Centralized System Pros:

  1. Simpler maintenance since all measurements are taken from one spot.
  2. Less complexity overall since there are fewer pieces overall.

Distributed System Pros:

  1. Easier to collect data from computers since rights are less of an issue when running locally.
  2. Each piece is far simpler since it’s only responsible for doing a few basic things.
  3. The system can grow as the different types of measurements grow without affecting existing measurements

I’ve continued to think about a centralized system since one giant windows service that gets all of it’s configuration data from the database would be far cooler and ultimately be more useable from install to install if I wanted to use this system elsewhere. This is nice, but as I was writing some prototype code for this service, it quickly got fairly complex and I hadn’t taken a single measurement.

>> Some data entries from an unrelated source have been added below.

PR #1131, opened 2022-08-07
Query Selector Model

### LINKED ISSUE #1120: Query Selector
Add the [Query Selector](https://github.com/moraieu/query-selector) model.

I have a working non-probabilistic version working. Working on making it probabilistic.

gdevos010:
Fixes #1120.

### Summary
This model is a direct adapted from the author's [repo](https://github.com/moraieu/query-selector
).
There are also a few more minor documentation fixes mostly recommended by PyCharm.

### Other Information

- [x] convert to probabilistic 
- [ ] more model documentation
- [ ] tests
- [ ] document license (the apache2.0 license feels too long for the top of the file, so Im not sure the best way).
- [ ] add in layer norm variants. 
- [ ] add error handling


darts/models/forecasting/query_selector.py
```diff
@@ -0,0 +1,650 @@
...
+        MonteCarloDropout(p=dropout),
+        nn.Linear(d_ff, d_model),
+        MonteCarloDropout(p=dropout),
+    )
+
+
+class FeedForwardBlock(nn.Module):
+    def __init__(self, d_model: int, d_ff: int, **kwargs):
+        super().__init__()
+        self.norm = nn.LayerNorm(d_model)
```
hrzn, line 189: Do you want to make this one parameterizable?

darts/models/forecasting/query_selector.py
```diff
@@ -0,0 +1,650 @@
...
+        n_heads=1,
+        attn_type="full",
+        norm=nn.LayerNorm,
+    ):
+        super().__init__()
+        self.attn = MultiHeadAttentionBlock(
+            dim_val, dim_attn, n_heads, attn_type=attn_type
+        )
+
+        self.norm1 = norm(dim_val)
```
hrzn, line 221: These normalization don't have parameters, so I don't think you need to define two of them, one should be enough.

darts/models/forecasting/query_selector.py
```diff
@@ -0,0 +1,650 @@
...
+    def forward(self, x):
+        a = self.attn(x)
+        x = self.norm1(x + a)
+
+        a = self.ffn(x)
+        x = self.norm2(x + a)
+
+        return x
+
+    def record(self):
```
hrzn, line 235: Why is this needed?

darts/models/forecasting/query_selector.py
```diff
@@ -0,0 +1,650 @@
...
+    ):
+        super().__init__()
+        self.attn1 = MultiHeadAttentionBlock(
+            dim_val, dim_attn, n_heads, attn_type=attn_type
+        )
+        self.attn2 = MultiHeadAttentionBlock(
+            dim_val, dim_attn, n_heads, attn_type=attn_type
+        )
+
+        self.norm1 = norm(dim_val)
```
hrzn, line 257: Same comment here, I think only one `self.norm` should be enough.

darts/models/forecasting/query_selector.py
```diff
@@ -0,0 +1,650 @@
...
+    def __init__(
+        self,
+        input_chunk_length: int,
+        output_chunk_length: int,
+        dim_val: int = 32,
+        dim_attn: int = 128,
+        dec_seq_len: int = 12,
+        n_encoder_layers: int = 3,
+        n_decoder_layers: int = 3,
+        enc_attn_type="query_selector_0.8",
```
hrzn, line 420: Could we keep the fraction f of the query selector as a separate float argument?

darts/models/forecasting/query_selector.py
```diff
@@ -0,0 +1,650 @@
...
+        self.debug = debug
+
+    def forward(self, x_in: tuple):
+        x, _ = x_in
+        # x: [Batch, Input length, Channel]
+
+        # encoder
+        e = self.encs[0](self.pos(self.enc_dropout(self.enc_input_fc(x))))
+
+        for enc in self.encs[1:]:
```
hrzn, line 382: I guess this will crash if there's only one encoder layer.

darts/models/forecasting/query_selector.py
```diff
@@ -0,0 +1,650 @@
...
+            e = enc(e)
+        if self.debug:
+            print(f"Encoder output size: {e.shape}")
+        # decoder
+        decoded = self.dec_input_fc(x[:, -self.dec_seq_len :])
+
+        d = self.decs[0](decoded, e)
+        for dec in self.decs[1:]:
```
hrzn, line 390: here too, this would fail if there's only one decoder layer.

darts/models/forecasting/query_selector.py
```diff
@@ -0,0 +1,650 @@
...
+            d = dec(d, e)
+
+        # output
+        x = self.out_fc(d.flatten(start_dim=1))
+
+        x = torch.reshape(x, (x.shape[0], -1, self.output_dim))
+        x = x.view(
```
hrzn, line 397: I see they also do it like that in the reference implementation, and we also do it like that in our current `Transformer` implementation, but I'm not sure that's the best way.
Currently, in a single forward pass we output one large vector of size `self.output_chunk_length * self.output_dim * self.nr_params`, which we reshape in order to get a time series of length `self.output_chunk_length`. However, if you look at the transformer paper, I believe a more natural way to do this would be to auto-regressively output the next time steps; i.e., instead of outputing `output_chunk_length` all at once, output first `t+1` in a forward pass, then feed this as an input to the decoder and output `t+2`, etc. So perform `output_chunk_length` forward passes. I believe this might be better as it would avoid depending solely on the last FC layer to capture everything needed about an arbitrary number of future time steps. That might come at the price of increase run time for inference though. Perhaps we could leave this as an option?

darts/models/forecasting/query_selector.py
```diff
@@ -0,0 +1,650 @@
...
+        dec_seq_len : int
+            the embedding size for the decoder (default=12).
+        n_encoder_layers : int
+            The number of encoder layers in the encoder (default=3).
+        n_decoder_layers : int
+            The number of decoder layers in the encoder (default=3).
+        enc_attn_type : str
+            "full" attention or query selector with a reduction f factor. Example "query_selector_0.4".
+            Default to "query_selector_0.8"
+        dec_attn_type : str
```
hrzn, line 451: Could we refactor our current `Transformer` model to somehow leverage this and only be a particular case of query selector with full matrix?

hrzn: Could we also by any chance incorporate `Informer` as another particular implementation here?

hrzn (commented):
Thanks, that looks quite good! My main comment revolve around the fact that I believe it might make sense to leave an option allowing the outputs to be generated in an auto-regressive way with the Transformer decoder (as in the original "Attention is all you need" paper).

I also have one higher level comment/question. What is your impression of the model? I'm slightly hesitant on whether this one would represent a good addition to Darts. I quickly went over the paper and it looks very drafty, without many experiments, no analysis, ablation study, etc. But if you tell us that you had great results with this model over other competitive ones, then it's an argument to have it.

I would also like if we could factor some of our transformers implementations together; e.g., refactor `Transformer` to be the particular `"full"` case of this one. In general I would also prefer if we avoid too much code duplication. E.g., having the same modules redefined in several places (such as positional encoding); that will make maintenance more difficult.

gdevos010:
Im currently look for an apartment, I will address these comments when I have a bit more free time

hrzn:
> Im currently look for an apartment, I will address these comments when I have a bit more free time

Sure, no rush

gdevos010:
@hrzn I originally wanted to add it because it looked to do reasonably well on [benchmarks](https://paperswithcode.com/paper/long-term-series-forecasting-with-query). I have run a bunch of tests and haven't been impressed. I mostly get forecasts that look like these plots below. I have done some tuning and cant seem to get it to "learn" the data. I will move the typos I made to a new branch.


Forecast_Hydro Energy QuerySelector (default) (LayerNorm)
Forecast_Sunspots QuerySelector (default) (LayerNorm)

hrzn:
> @hrzn I originally wanted to add it because it looked to do reasonably well on [benchmarks](https://paperswithcode.com/paper/long-term-series-forecasting-with-query). I have run a bunch of tests and haven't been impressed. I mostly get forecasts that look like these plots below. I have done some tuning and cant seem to get it to "learn" the data. I will move the typos I made to a new branch.
> 
> Forecast_Hydro Energy QuerySelector (default) (LayerNorm) Forecast_Sunspots QuerySelector (default) (LayerNorm)

OK, thanks for investigating! In general, I think we should indeed favour models that either perform very well, or are accompanied by a solid publication demonstrating its value. Your results are not great, however looking at them I would tend to think they look more like a bug in the implementation than an issue with the model itself. We can still park this PR/branch until someone has more time to investigate.

hrzn:
@gdevos010 I will close this one for now, but let's be open about re-opening if the time comes later on. Hope that's OK for you.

I now believe that a distributed system might be easier for a the reasons listed above. I still plan on building a fairly healthy windows service to take the analog to digital measurements done primarily by the LabJack(s), but now can focus entirely on that process in the windows service. One issue that kept cropping up was how to handle delta-only measurements for state on a schedule. Another issue was how not incur a long timeout wait while the service tried to connect to a computer for WMI measurements every time the service ran since the computers would many times be off.

With a distributed system, the computer security and scheduling issues aren’t as much of a problem since the processes would only take measurements when the  computer was running. I would let the web service determine if the measures needed to be recorded or ignored.

Next Steps

  1. First, I will attempt to prototype a web service built in either PHP or ASP.Net, not sure yet. I’m very familiar with ASP.net web services but would like to try PHP.
  2. Second, I’ll hook the web service up to the MYSQL database I’ve prototyped. As soon as I’ve done this and proved I can record measurements from some simple scripts, I’ll put my code and schema out for anyone that cares to check it out.